Annie sighed. “Sort of curiously naïve?”
“That’s exactly what I mean.” Reaching into his jacket, he brought out a folded newspaper. “I’ll bet you my ’57 Thunderbird, and I love that car, he’s got no idea what they’re using him for. Or how dead he’s going to be when they’re done with him.”
The Miami Herald he held out to her showed a large photo of cheerful men clapping at a dedication ceremony. Near them the governor of Florida waved his arm in greeting to an off-camera crowd. Among those standing close to the podium was Feliz Diaz, unmistakably the same man who’d stepped out of the Mercedes in front of Golden Days, the man with whom the handsome woman had driven away.
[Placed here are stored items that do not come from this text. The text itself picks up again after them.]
Issue #4049, opened 2025-03-03
[K2] Duplicate source links for overloaded with vararg functions


atyrin:
```Kotlin
fun overloadWithVararg(novararg: String){}

fun overloadWithVararg(vararg elements: String){}
```

<img width="800" alt="Image" src="https://github.com/user-attachments/assets/60d0bc40-a5fc-46fc-a32e-52565135c830" />

The issue doesn't reproduce with K1.
But there is similar for K1/K2: https://github.com/Kotlin/dokka/issues/3612

**Installation**
- Dokka version: 2.0.0

atyrin:
Also noticed: with K2 pages.json (responsible for search) `vararg` option is missed.

AbdullinAM:
Fixed by #4322

Issue #3502, opened 2024-02-23
Incorrect link to Javadoc's functions with type parameters


vmishenev:
```Kotlin
    /**
     * [java.util.Arrays.asList]
     */
```

**Expected behaviour**
The Dokka generates https://docs.oracle.com/javase/8/docs/api/java/util/Arrays.html#asList-kotlin.Array[TypeParam(bounds=[kotlin.Any])]-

Diaz stood next to a white-haired priest whose scornful disdain for his present surroundings was deeply etched in his face. “That’s Archbishop de Uloa,” Dan told her. “These guys are all buddies.”
“Business buddies or political buddies?” she asked.
“Same thing in Miami, especially when you’re talking Cuba.” His phone rang again. This time he spoke briefly with someone. After he finished, he said, “My partner told me that Diaz just sent his girlfriend to Cuba.”
“Helen Clark?”
He shrugged. “She calls herself that.” He oddly added, “Remember William McKinley’s platform when he ran for President in 1896?”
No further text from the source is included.